**ACTION ITEM**
Go through the entries below, count every line with the string "added", and answer with only that number.

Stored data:
PR #663, opened 2019-09-26
[OP-86] Add example notebook for serialization

peendebak:
* Add example notebook for serialization
* Add methods for serialization of dataclasses

### DIFF
--- a/docs/examplenotebook.rst
+++ b/docs/examplenotebook.rst
@@ -24,6 +24,17 @@ Analysis
 
     notebooks/analysis/example_ohmic.ipynb
     notebooks/analysis/*
+
+Data
+----
+
+.. toctree::
+    :maxdepth: 3
+    :titlesonly:
+    :glob:
+
+    notebooks/datasets/*
+
     
 Simulation
 ----------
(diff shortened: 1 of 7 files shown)


peendebak:
> @peendebak
> 
> The addition of the encode and decode json_dataclasses is very generic. I think this addition would be more helpful if it would be added to qilib. Schould I do it?
@CumulonimbusCalvus If you could add it to qilib: great! You might consider renaming the functions, since they will work for any class that has a `.to_dict()` and a class method `.from_dict()`.

The notebook should stay in `qtt`, unless you want to setup the infrastructure to publish notebooks to readthedocs also for `qilib`.

CumulonimbusCalvus:
The encode and decode json_dataclasses have been added to QiLib, see [PR-58](https://github.com/QuTech-Delft/qilib/pull/58/files) in qilib.

After S&Q and a new release on PyPi we can S&Q this PR.

CumulonimbusCalvus:
@peendebak I removed the dataclass serialization from QTT and added it to QILib. We can S&M this PR once a new release has been made of QILib with the addition.

see [PR-58](https://github.com/QuTech-Delft/qilib/pull/58/files)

**SOLUTION FOR THIS EXERCISE**
3